# Existing building exception



## Craig (Oct 29, 2019)

Disclaimer: Not a tradesman, not an official of any kind, be gentle. Not sure if this question belongs here or in the code section.  I’m building out an existing building which will have an A2 occupancy of 90.  The front door is accessible and I am required to provide another exit. Must the new door be an accessible means of egress or does the existing building exception in 1007.1 apply? On the surface, it appears to. Having a tough time getting an answer locally.  Any help appreciated.
Craig.


----------



## jar546 (Oct 29, 2019)

We can start by answering a few questions:
1) What Building Code & cycle year applies for your jurisdiction?
2) What are the dimensions of the occupancy?
3) Is the building sprinklered?
4) Is this a change of use and occupancy?
5) What is the furthest distance from the farthest point to exit discharge or the existing setup?
6) Where in relation to the current and only exit is the new one going?

I know we may not need all of these questions answered but it will certainly help.

Welcome by the way.


----------



## jar546 (Oct 29, 2019)

Also, give this some time to stew in the pot tomorrow and you will get some good hits.


----------



## RLGA (Oct 29, 2019)

Assuming by the section reference you provided, you're in the 2012 IBC or earlier.

Is the building currently a Group A-2 or are you changing it from another occupancy group to a Group A-2?


----------



## Craig (Oct 29, 2019)

Jar546,
1.  2012 IBC
2.  The A2 is about 1200 square feet, also about 1400 square feet F2 (small brewpub)
     with two exits in the F2 area.
3.  The building is not sprinklered.
4.  It is a change of use and occupancy.
5.  It’s about 70’ from the restroom to the front door.
6.  The new exit is at the left rear (back wall) of the building, entrance is at the front left.

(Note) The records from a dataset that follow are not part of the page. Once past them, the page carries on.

PR #1549, opened 2016-02-07
Obsolete many functions

Malabarba:
This doesn't change functionality, it only tries to consolidate some redundant code.
I've made this into a PR because it obsoletes quite a few functions, so don't hesitate to let me know if I've gone too far. :-)


bbatsov:
The changes look good to me. I'd mention that this consolidation is also a good opportunity to add a few unit tests here and there. Just saying'. :-)

Malabarba:
:-)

The plans have been approved with the left rear exit already, but due to soil elevation, possible drainage problem, water meter and line proximity, I asked to move the rear exit to the rear side wall, probably within five feet of the approved location.  The property line is three feet from that side wall.  I can still use the original exit location, I’ll just have to put in a ramp and landing inside or relocate/move water lines, possibly move a lot of dirt. I even asked about dropping the occupancy to 49 and just having the front door, no dice.  Just trying to find the best way to cover all the compliance/design/money bases.
Thanks for reading.
Craig.


----------



## RLGA (Oct 29, 2019)

Exception 1 to Section 1007.1 _may _not apply since it mentions alterations and your project is a change of occupancy and use. With that said, the definitions for an alteration in the IEBC the IBC are different, which could be the reason why you're not getting a definitive answer.

The IBC considers an alteration "construction or renovation to an _existing structure_ *other than repair or alteration*." Notice that _change of occupancy_ is not mentioned. However, Chapter 34 has separate requirements for alterations and changes of occupancy (plus the IBC has no definition for change of occupancy, thus, per Section 201.3, the IEBC definition will apply). Section 3408.1 for Change of Occupancy would require that the existing building to comply with the requirements of the IBC, but since the charging requirement is from the section on changes of occupancy and not on alterations, it could be interpreted that the exception in Section 1007.1 would not apply.

The IEBC adds to the above IBC definition for alteration as follows: "Alterations are classified as Level 1, Level 2 and Level 3." In the IEBC, this excludes changes of occupancy, which means your project would not be considered an alteration, and similar to the IBC, compliance with the IBC is required for the change of occupancy and the exception to Section 1007.1 could again be interpreted as not being applicable.

Interestingly, the 2018 IBC deleted that exception and the 2015 IBC deleted the reference to alterations--just "existing buildings." If your jurisdiction is looking to adopt one of these editions, you may use that for a code modification.


----------



## Craig (Oct 30, 2019)

Ron,
Thanks for the reply. I need to dig into the “rules of the rules “ I guess to figure out what takes precedence in a particular application, if that makes sense.  I’m fine with the accessibility part, just not sure where and how to send someone egressing the rear exit.  For someone to get safely away from the building, a property line must be crossed or they stay within the property lines of the building in question, sit in the shade and watch the fire.  Even though I own the adjoining property, the officials are balking about using it for egress.  The structure next door is twenty feet away and there are no fences.  Everything is grass.  The building set back on both properties is 0’ on the sides.
I believe an option is an easement for egress purposes if either property is sold or a replat moving a line or joining the two lots. 
Thanks again for the reply.
Craig


----------



## Rick18071 (Oct 30, 2019)

You don't need a ramp to make an accessible means of egress. Stairs can be used from an area of refuge complying with 1009.6.


----------



## ADAguy (Oct 30, 2019)

1. Do you have onsite parking?
2. Does the rear exit egress to the public way?
3. Is FD ok with only a 3' sideyard for access to the public way?
4. Work taking place only on the first floor?


----------



## steveray (Oct 30, 2019)

New egress/route needs to be accessible IMO.....In the "new meets new" scheme of things..

806.2 Stairways and escalators in existing buildings. In alterations where an escalator or stairway is added where none existed previously, an accessible route shall be provided
in accordance with Sections 1104.4 and 1104.5 of the International Building Code.


----------